__What you will do__.
Give back all of the data unchanged. Keep every word as it is.

== Segment start ==

PR #12069, opened 2026-03-10
[EM] Remove warning for ATS.

trivialfis:
We have a device cache now, the performance overhead is no longer solely decided by the link speed.


trivialfis:
cc @rongou

PR #12075, opened 2026-03-11
[coll] Prevent all-to-all connection.

trivialfis:
Use a static topology instead. The topology is a union of a ring and a tree.

Close https://github.com/dmlc/xgboost/pull/10840

### DIFF
--- a/src/collective/broadcast.cc
+++ b/src/collective/broadcast.cc
@@ -100,10 +100,10 @@ Result Broadcast(Comm const& comm, common::Span<std::int8_t> data, std::int32_t 
   }
 
   // For non-zero root, relay data up to rank 0 through the tree, then broadcast.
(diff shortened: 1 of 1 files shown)


trivialfis:
> What benefits are you expecting from this?

Reduced the number of connections. Before this PR, with N nodes, we had O(N^2) connections. Now it's linear. One can reproduce the connection error locally by over-subscribing the machine. For example, my desktop has 24 logical CPUs, and running 32 workers can cause trouble. In practice, this significantly limits the ability to scale.

Different implementations use different strategies to avoid all-to-all connections. It might be lazy connection, might be a routing table, might be something more sophisticated. The PR picks the easiest one.

> By the way the only major user of cpu all gather now seems to be cpu histogram column mode split sharing.

That's great news! Thank you for working on the quantile sketching!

== Segment end ==

__Answer to this problem__.
PR #12069, opened 2026-03-10
[EM] Remove warning for ATS.

trivialfis:
We have a device cache now, the performance overhead is no longer solely decided by the link speed.


trivialfis:
cc @rongou

PR #12075, opened 2026-03-11
[coll] Prevent all-to-all connection.

trivialfis:
Use a static topology instead. The topology is a union of a ring and a tree.

Close https://github.com/dmlc/xgboost/pull/10840

### DIFF
--- a/src/collective/broadcast.cc
+++ b/src/collective/broadcast.cc
@@ -100,10 +100,10 @@ Result Broadcast(Comm const& comm, common::Span<std::int8_t> data, std::int32_t 
   }
 
   // For non-zero root, relay data up to rank 0 through the tree, then broadcast.
(diff shortened: 1 of 1 files shown)


trivialfis:
> What benefits are you expecting from this?

Reduced the number of connections. Before this PR, with N nodes, we had O(N^2) connections. Now it's linear. One can reproduce the connection error locally by over-subscribing the machine. For example, my desktop has 24 logical CPUs, and running 32 workers can cause trouble. In practice, this significantly limits the ability to scale.

Different implementations use different strategies to avoid all-to-all connections. It might be lazy connection, might be a routing table, might be something more sophisticated. The PR picks the easiest one.

> By the way the only major user of cpu all gather now seems to be cpu histogram column mode split sharing.

That's great news! Thank you for working on the quantile sketching!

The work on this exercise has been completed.